- Record extracts -
PR #11704, opened 2024-04-01
Fix #11703: FileUpload clean up on destroy

### LINKED ISSUE #11703: FileUpload: add destroy method
The file upload needs to clean up after itself.

melloware:
Fix #11703: FileUpload clean up on destroy

### DIFF
--- a/primefaces/src/main/resources/META-INF/resources/primefaces/fileupload/2-fileupload.js
+++ b/primefaces/src/main/resources/META-INF/resources/primefaces/fileupload/2-fileupload.js
@@ -386,6 +386,20 @@ PrimeFaces.widget.FileUpload = PrimeFaces.widget.BaseWidget.extend({
 
         this.jq.fileupload(this.ucfg);
     },
+    
+    /**
+     * @override
+     * @inheritdoc
+     */
+    destroy: function() {
+        try {
+            this.jq.fileupload("destroy");
+        } catch (err) {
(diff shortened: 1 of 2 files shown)


primefaces/src/main/resources/META-INF/resources/primefaces/fileupload/2-fileupload.js
```diff
@@ -386,6 +386,21 @@ PrimeFaces.widget.FileUpload = PrimeFaces.widget.BaseWidget.extend({
...
         this.jq.fileupload(this.ucfg);
     },
+    
+    /**
+     * @override
+     * @inheritdoc
+     */
+    destroy: function() {
+        try {
+            $(document).off("mouseover.fileupload mouseout.fileupload mousedown.fileupload mouseup.fileupload focus.fileupload blur.fileupload click.fileupload ", this.rowCancelActionSelector);
```
tandraschko: may we also need the id here?

melloware: agreed.

melloware: I added the ID and also switch the `off()` to just use the name space which jQuery allows you to do and it removes all events with that namespace.  

```js
// Remove all events for a specific namespace
$(document).off('.yourNamespace');
```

- Exercise directions -
Please transcribe all of the data above exactly.

- Solution -
PR #11704, opened 2024-04-01
Fix #11703: FileUpload clean up on destroy

### LINKED ISSUE #11703: FileUpload: add destroy method
The file upload needs to clean up after itself.

melloware:
Fix #11703: FileUpload clean up on destroy

### DIFF
--- a/primefaces/src/main/resources/META-INF/resources/primefaces/fileupload/2-fileupload.js
+++ b/primefaces/src/main/resources/META-INF/resources/primefaces/fileupload/2-fileupload.js
@@ -386,6 +386,20 @@ PrimeFaces.widget.FileUpload = PrimeFaces.widget.BaseWidget.extend({
 
         this.jq.fileupload(this.ucfg);
     },
+    
+    /**
+     * @override
+     * @inheritdoc
+     */
+    destroy: function() {
+        try {
+            this.jq.fileupload("destroy");
+        } catch (err) {
(diff shortened: 1 of 2 files shown)


primefaces/src/main/resources/META-INF/resources/primefaces/fileupload/2-fileupload.js
```diff
@@ -386,6 +386,21 @@ PrimeFaces.widget.FileUpload = PrimeFaces.widget.BaseWidget.extend({
...
         this.jq.fileupload(this.ucfg);
     },
+    
+    /**
+     * @override
+     * @inheritdoc
+     */
+    destroy: function() {
+        try {
+            $(document).off("mouseover.fileupload mouseout.fileupload mousedown.fileupload mouseup.fileupload focus.fileupload blur.fileupload click.fileupload ", this.rowCancelActionSelector);
```
tandraschko: may we also need the id here?

melloware: agreed.

melloware: I added the ID and also switch the `off()` to just use the name space which jQuery allows you to do and it removes all events with that namespace.  

```js
// Remove all events for a specific namespace
$(document).off('.yourNamespace');
```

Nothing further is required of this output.